Goal of the exercise:
Word for word, restate the lines of the data from the first through the one containing "- Successfully executes", and nothing else.

Input records:
Issue #4266, opened 2023-02-09
feat(dev-ux): go.mod update tool


p0mvn:
## Background

Currently, when we update one of:
- `osmoutils`
- `osmomath`
- `x/ibc-hooks`

our local tests pick up the changes from the modules right away. Howevever, the e2e test depends on the `go.mod` being correctly tagged with the latest version.

As a result, an engineer has to manually run the following command to update the root `go.mod`:
```
go get < module > @< commit hash >

go mod tidy
```

We need a way to automate this process.

## Suggested Design

The end goal of this is the following:

- detect if osmoutils, osmomath and x/ibc-hooks modules were updated in a PR
- if so, auto-open PR to your branch with global go.mod updated to the deps in your branch

I propose splitting this into the following steps / PRs:

1. Create a script that when run, does the following:
```bash
# detect current branch

go get github.com/osmosis-labs/osmosis/osmomath@< branch hash >
go get github.com/osmosis-labs/osmosis/osmoutils@< branch hash >
go get github.com/osmosis-labs/osmosis/x/ibc-hooks@< branch hash >

go mod tidy
```

Note that for this to work, the current branch must be pushed to remote.

2. Create a CI job that detects if any of `osmomath`, `osmoutils`, x/ibc-hooks` had any changes. 
   * If so, it runs the script and opens a PR against your branch with the changes from script 1 applied.

## Acceptance Criteria
- The process of updating `go.mod` is fully automated
- Successfully executes every time when an update to `osmomath`, ``osmoutils` or `x/ibc-hooks` is made
- Auto-opens a PR against developer's branch with the `go.mod` changes

PR #4291, opened 2023-02-11
go.mod auto update

pysel:
Closes: #4266

This PR introduces a new workflow that is being ran when PR is created with changes in one of:
- ibc-hooks
- osmoutils
- osmomath

## Brief Changelog

When one of those files are changed, a script is ran, which updates versions of ibc-hooks, osmoutils and osmomath in `go.mod` and creates a PR against a branch, that triggered this action.

## Testing and Verifying

https://github.com/osmosis-labs/osmosis/pull/4291#issuecomment-1459619762

no

### DIFF
--- a/.github/workflows/go-mod-auto-bump.yml
+++ b/.github/workflows/go-mod-auto-bump.yml
@@ -1,0 +1,34 @@
+# This workflow is used in order to automatically update go.mod in case one of:
+# * osmoutils
+# * osmomath
+# * ibc-hooks
+# is updated in local branch.
+name: Go Mod Auto Version Update
+on: [pull_request]
+
+jobs:
+  update_go_mod:
+    runs-on: ubuntu-latest
+    steps:
+      - name: Checkout
+        uses: actions/checkout@v2.3.4
+        with: 
+          fetch-depth: 0
+
+      - uses: actions/setup-go@v3
+        with:
+          go-version: '>=1.19.0'
+
+      - name: Run script 
+        run: bash ./scripts/update-go-mod.sh
+
+      - name: Create pull request
+        uses: peter-evans/create-pull-request@v4
+        with: 
+          token: ${{ secrets.COMMIT_TO_BRANCH }}
+          base: ${{ github.base_ref }}
+          commit-message: go.mod update
+          delete-branch: true
+          branch: create-pull-request/upgrade-go-mod
+          title: go.mod update
+          body: Updated go.mod due to changes in osmoutils, osmomath or x/ibc-hooks on branch ${{ github.head_ref }}
--- a/.github/workflows/go-mod-auto-bump.yml
+++ b/.github/workflows/go-mod-auto-bump.yml
@@ -42,6 +42,6 @@ jobs:
           delete-branch: true
           branch: create-pull-request/upgrade-go-mod
           title: Update go.mod
-          body: Updated go.mod due to changes in osmoutils, osmomath or x/ibc-hooks 
+          body: Updated go.mod due to recent push to main with changes in osmoutils, osmomath or x/ibc-hooks 
           labels: |
             V:state/compatible/no_backport
--- a/.github/workflows/go-mod-auto-bump.yml
+++ b/.github/workflows/go-mod-auto-bump.yml
@@ -23,6 +23,7 @@ jobs:
         run: bash ./scripts/update-go-mod.sh
 
       - name: Create pull request
+        if: github.head_ref != 'create-pull-request/upgrade-go-mod' # This makes sure the PR is not created when this worflow is ran from PR's that this workflow created initially
         uses: peter-evans/create-pull-request@v4
         with: 
           token: ${{ secrets.COMMIT_TO_BRANCH }}
--- a/.github/workflows/go-mod-auto-bump.yml
+++ b/.github/workflows/go-mod-auto-bump.yml
@@ -4,7 +4,10 @@
 # * ibc-hooks
 # is updated in local branch.
 name: Go Mod Auto Version Update
-on: [pull_request]
+on: 
+  push:
+    branches:
+      - main
 
 jobs:
   update_go_mod:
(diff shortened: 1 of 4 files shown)


osmoutils/cache_ctx_test.go
```diff
@@ -9,6 +9,7 @@ import (
 
 var expectedOutOfGasError = types.ErrorOutOfGas{Descriptor: "my func"}
 
+// osmoutils change
```
pysel, line 12: triggers action

pysel:
PR created by this action: https://github.com/osmosis-labs/osmosis/pull/4537

.github/workflows/go-mod-auto-bump.yml
```diff
@@ -0,0 +1,37 @@
+# This workflow is used in order to automatically update go.mod in case one of:
+# * osmoutils
+# * osmomath
+# * ibc-hooks
+# is updated in local branch.
+name: Go Mod Auto Version Update
+on: [pull_request]
```
nicolaslara, line 7: Is there a way to run this only when a PR gets merged? IIUC, this will create a PR to the branch that modified the dependencies. I think what we want is to create a new PR to main once something that modifies the dependencies gets merged. This way we know that the commit being tagged is a commit that has been merged to main.

pysel: interesting suggestion, I will look into that, thanks!

pysel:
hey @nicolaslara, I found a way to do that how you requested. Unfortunately, there is no `merged` (or something like that) sub event in `pull request` event for github workfows, however, this can be done by specifying `on.push`. By specifying `on.push`, that will also mean that it will run when PR is merged, so I guess that is exactly what we need.

More specifically, by specifying

```
  paths: 
     - osmoutils/**
     - osmomath/**
     - x/ibc-hooks/**
```
, it will only run on pushes that changed these folders.

The rest of the logic is as follows: take commit before push and the most recent after the push, see the `git diff` between them, and update `osmoutils`, `osmomath` and/or `ibc-hooks` in go.mod based on the diff. Then, creates a PR to main.

Limitations: it only works if you are pushing to `main`, if you create a PR to the branch, other than `main`, it won't trigger the workflow after it gets merged. However, I thought that usually if you have this situation, the branch you create a PR to will eventually be merged to `main`, hence, will eventually update go.mod. If a desired functionality is to make it possible to update go.mod even when PRs are merged to the branches other than `main`, I will do that

nicolaslara (approved):
This is great! We would still need to updating the dependencies on the branches to get the tests to pass, but I think that's expected (and probably as easy as pushing and then merging a PR)

ValarDragon:
hrmm, I think this is going to bloat our PR list, I wonder if we can commit directly.

pysel:
> hrmm, I think this is going to bloat our PR list, I wonder if we can commit directly, or comment with a github suggestion

yeah, that [can be done](https://github.com/osmosis-labs/osmosis/pull/4291/commits/c8d9465f4671da3e6799fa07a1f7da6c86c1e3f4).

It will directly push changes to `main` now, if a push action happened on `main`, that changes one of the specified folders

@nicolaslara, wdyt about this new design?

nicolaslara:
I like that. We can always verify the latest hash right before a release

.github/workflows/go-mod-auto-bump.yml
p0mvn: The reason why we wanted a PR to PR was because e2e oftentimes fails if you don't retag the dependencies.

For this reason, we might either want a PR to PR or a direct commit to PR with the changes applied

.github/workflows/go-mod-auto-bump.yml
```diff
@@ -0,0 +1,40 @@
+# This workflow is used in order to automatically update go.mod in case one of:
+# * osmoutils
+# * osmomath
+# * ibc-hooks
+# is updated when a push to the main branch happened (including merged PRs)
```
p0mvn, line 5: I saw previous discussions but I still think that we need to figure out a way to commit directly to the developer's branch / PR.

If you make a breaking change to `osmoutils`, `osmomath`, or `x/ibc-hooks`, e2e CI fails unless you manually retag.

The biggest value add of this feature IMO is automating such manual retagging. Please let me know what you think

nicolaslara:
We could have the automatic commit solution on every branch, not only main.

pysel:
Hey @nicolaslara, @p0mvn. I changed the code according to your requests. Right now, the push will be made to any branch that changes any of those folders. 


Here is a [commit ](https://github.com/osmosis-labs/osmosis/pull/4291/commits/d46f1408b659d51ae6a3262bd0ee65c4647f3f93) with changes that was triggered by [commit that changed osmoutils](https://github.com/osmosis-labs/osmosis/pull/4291/commits/f45fc18f8e655f99262ac35d8448620b0a2c6706)

nicolaslara (approved):
LGTM

.github/workflows/go-mod-auto-bump.yml
```diff
@@ -0,0 +1,45 @@
...
```
p0mvn, line 5: Not only `main` anymore, right? Can you please update this if so?

osmoutils/cache_ctx_test.go
```diff
@@ -9,6 +9,7 @@ import (
 
 var expectedOutOfGasError = types.ErrorOutOfGas{Descriptor: "my func"}
 
+// change
```
p0mvn, line 12: let's remove comment please

p0mvn (approved):
Great work @pysel 

Please resolve nits and rebase, and I think we can merge this!

.github/workflows/go-mod-auto-bump.yml
pysel: yeah, any branch now, gonna update right away

scripts/update-go-mod.sh
```diff
@@ -0,0 +1,47 @@
...
+
+if [ $update_osmomath -eq 1 ]
+then 
+    go get github.com/osmosis-labs/osmosis/osmomath@$commit_after
+fi
+
+if [ $update_ibc_hooks -eq 1 ]
+then 
+    go get github.com/osmosis-labs/osmosis/x/ibc-hooks@$commit_after
+fi
```
p0mvn, line 45: Apologies for the breakage but we just merged another module separated in go.mod: https://github.com/osmosis-labs/osmosis/pull/4336

Would you mind quickly updating the script to include `epochs` as well, please?

pysel: no worries, it does not seem to be difficult to add

p0mvn (approved):
Nice, thank you!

Solution to the exercise:
Issue #4266, opened 2023-02-09
feat(dev-ux): go.mod update tool


p0mvn:
## Background

Currently, when we update one of:
- `osmoutils`
- `osmomath`
- `x/ibc-hooks`

our local tests pick up the changes from the modules right away. Howevever, the e2e test depends on the `go.mod` being correctly tagged with the latest version.

As a result, an engineer has to manually run the following command to update the root `go.mod`:
```
go get < module > @< commit hash >

go mod tidy
```

We need a way to automate this process.

## Suggested Design

The end goal of this is the following:

- detect if osmoutils, osmomath and x/ibc-hooks modules were updated in a PR
- if so, auto-open PR to your branch with global go.mod updated to the deps in your branch

I propose splitting this into the following steps / PRs:

1. Create a script that when run, does the following:
```bash
# detect current branch

go get github.com/osmosis-labs/osmosis/osmomath@< branch hash >
go get github.com/osmosis-labs/osmosis/osmoutils@< branch hash >
go get github.com/osmosis-labs/osmosis/x/ibc-hooks@< branch hash >

go mod tidy
```

Note that for this to work, the current branch must be pushed to remote.

2. Create a CI job that detects if any of `osmomath`, `osmoutils`, x/ibc-hooks` had any changes. 
   * If so, it runs the script and opens a PR against your branch with the changes from script 1 applied.

## Acceptance Criteria
- The process of updating `go.mod` is fully automated
- Successfully executes every time when an update to `osmomath`, ``osmoutils` or `x/ibc-hooks` is made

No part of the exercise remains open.